Huawei's Tau Scaling Law is not a single technological discovery. Its strength, if it works, lies in orchestration. The company is orchestrating known methods around a single objective: reducing the time and energy cost of moving signals and data. In AI chips, this matters because peak compute is no longer enough. Compute units often wait for memory; memory waits for interconnect; interconnect exposes power, latency, and system bottlenecks. In that environment, performance increasingly depends on the quality of the whole stack rather than a single transistor metric.

That kind of orchestration capability is hard to acquire. When best-in-class components are available externally, most firms source them externally. The cost of that efficiency is capability loss: they may never fully develop the internal muscle to align hardware, software, architecture and operations around one technical objective under pressure. Huawei had no choice but to build that muscle.

Constraint, however, does not automatically create advantage. More often, it creates delay, inefficiency, and technical debt. It becomes strategically useful only when an organization has enough engineering depth, resources, and market demand to convert constraint into discipline. Huawei's case is interesting because those conditions may exist. The company has spent years building internal semiconductor capability not because it was fashionable, but because the standard path was politically unavailable.

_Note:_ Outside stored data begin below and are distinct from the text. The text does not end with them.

PR #10545, opened 2020-01-09
Add attr for recursively setting up git submodules

keith:
If a repo has multiple levels of submodules this hydrates those.

### DIFF
--- a/src/test/shell/bazel/starlark_git_repository_test.sh
+++ b/src/test/shell/bazel/starlark_git_repository_test.sh
@@ -371,6 +371,64 @@ EOF
   expect_log "Pluto is a planet"
 }
 
+function test_new_git_repository_submodules() {
+  local outer_planets_repo_dir=$TEST_TMPDIR/repos/outer-planets
+
+  # Create a workspace that clones the outer_planets repository.
+  cd $WORKSPACE_DIR
+  cat >> $(create_workspace_with_default_repos WORKSPACE) <<EOF
+load('@bazel_tools//tools/build_defs/repo:git.bzl', 'new_git_repository')
+new_git_repository(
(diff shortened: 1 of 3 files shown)


keith:
If we're not ok with this being a breaking change maybe we can provide another attribute like `recursively_init_submodules` for this?

jin:
> If we're not ok with this being a breaking change maybe we can provide another attribute like recursively_init_submodules for this?

Yes, I'd prefer that this is an attribute on `git_repository`.

keith:
Updated with that approach!

jin:
Could you add a test for this in src/test/shell/bazel/skylark_git_repository_test.sh?

keith:
I added a test that uses the existing fixtures, so it doesn't actually verify the recursion, just that any are setup, I'm happy to add a new fixture for that if I should?

jin:
Sorry for the delay, yes, we should have a fixture that sets up and verifies the `--recursive` flag.

jin:
Please add a test with a recursive fixture, and I'll import this. Thanks!

keith:
I spent a while looking into this and it's pretty unclear to me how these fixtures are supposed to work. I'll try to look into it again at some point.

keith:
The test repo stuff here is a little too hard to follow, I can't figure out how it's supposed to work. Can we merge this knowing it doesn't break any existing behavior?

jin:
Hmm, could we at least test that the attribute triggers the `--recursive` argument to show up in the repository rule executed command?

keith:
Is there a starlark test somewhere that has access to that info? All I see is the shell tests where it doesn't seem like I could access the command

keith:
Thanks!

Issue #13764, opened 2021-07-28
UrlRewriter logging is very noisy


mattem:
### Description of the problem / feature request:

When using `--experimental_downloader_config` to rewrite URLs, the rewritten URLs are [logged at INFO level](https://cs.opensource.google/bazel/bazel/+/ceb498fd6b9323a738f0ba628d12a23a161a0671:src/main/java/com/google/devtools/build/lib/bazel/repository/downloader/UrlRewriter.java;l=106;drc=7649f610c45190735fd7de433b15679b21b2d91b;bpv=0;bpt=1). For a large repository with a lot of rewrites this causes a large amount of log noise.

FR to allow these messages to be suppressed without suppressing all other messages at INFO level, either via `--ui_event_filters` or via another flag. Or, the inverse, only print these messages when a specific flag is passed (eg `--verbose_url_rewrite_info` or something)

### Feature requests: what underlying problem are you trying to solve with this feature?

Less noisy logging output.

### What operating system are you running Bazel on?

MacOS / Linux

### What's the output of `bazel info release`?

```
release 4.0.0
```

alexeagle:
Also the downloader prints SHA256 for each file at INFO level:

 https://cs.opensource.google/bazel/bazel/+/master:src/main/java/com/google/devtools/build/lib/bazel/repository/downloader/DownloadManager.java;l=237?q=DownloadManager.java

philwo:
@meteorcloudy @Wyverald Could you please triage this?

meteorcloudy:
I believe this is fixed at https://github.com/bazelbuild/bazel/commit/d21345dea13a8d46475cf29563a64a7fbd2d6b35 ?

Please re-open if the issue still persists.

alexeagle:
The SHA256 issue is also very noisy, I should file a separate issue.

PR #13806, opened 2021-08-05
Remove noisy logs from UrlRewriter.

glukasiknuro:
UrlRewriter prints log for each URL that is rewritten, in form of
`Rewritten %s as %s`. This causes tens of long logs to be printed,
making logs very noisy.

See also https://github.com/bazelbuild/bazel/issues/13764.


src/main/java/com/google/devtools/build/lib/bazel/repository/downloader/UrlRewriter.java
```diff
@@ -102,10 +102,6 @@ public static UrlRewriter getDownloaderUrlRewriter(String configPath, Reporter r
     ImmutableList<URL> rewritten =
         urls.stream().map(rewriter).flatMap(Collection::stream).collect(toImmutableList());
 
-    if (!urls.equals(rewritten)) {
```
denyska, line 105: Is there way to make it print log once for given url ?

denyska (approved):

coeuvre (approved):

PR #13808, opened 2021-08-05
remote: Do not retry bytestream read requests if the file is complete.

benjaminp:
Previously, an error at the end of the Read stream would result in a pointless retry request for 0 bytes of data.


coeuvre (approved):
Thanks!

Tau Scaling may also serve a broader ecosystem function. It gives suppliers, design partners and industry partners a shared language for progress that is not defined only by EUV access or smaller process nodes. For Huawei, that matters because a constrained supply chain needs a new coordination device. But the larger message is not pure self-reliance: post-Moore scaling will require collaboration across equipment, design, packaging, software and systems. It also marks a subtle shift in Huawei’s external narrative, from proving what it can build alone under pressure to showing what kind of ecosystem it hopes to help organize.

Huawei's Ascend chips still lag Nvidia's top products in absolute performance, and production constraints are real. That should be stated clearly. But the more important signal is that Chinese AI developers are increasingly optimizing models, infrastructure, and software stacks around domestic hardware because the alternative is structurally uncertain. Adequacy within an accessible ecosystem can be worth more than optimality within one that is politically off-limits.

For executives running global businesses, this is no longer a geopolitical story to monitor from a distance. Two AI compute ecosystems are now developing on separate trajectories, built on different hardware, different software stacks, different supply chains, and different assumptions about which doors are open. The frontier AI compute ecosystem is still largely anchored in ASML lithography, TSMC manufacturing, and Nvidia silicon. The Chinese ecosystem is less competitive today but is not standing still and is not waiting for access to return.

This is the real implication of Tau Scaling. It does not prove that Huawei has caught TSMC or Nvidia. It shows that a constrained technology ecosystem can develop its own optimization logic before full performance parity arrives.

For companies making AI infrastructure decisions, that matters. Dependence on one compute ecosystem or another is no longer a distant geopolitical abstraction. It is becoming an operational choice. The question is whether companies make that choice deliberately, or drift into it by default.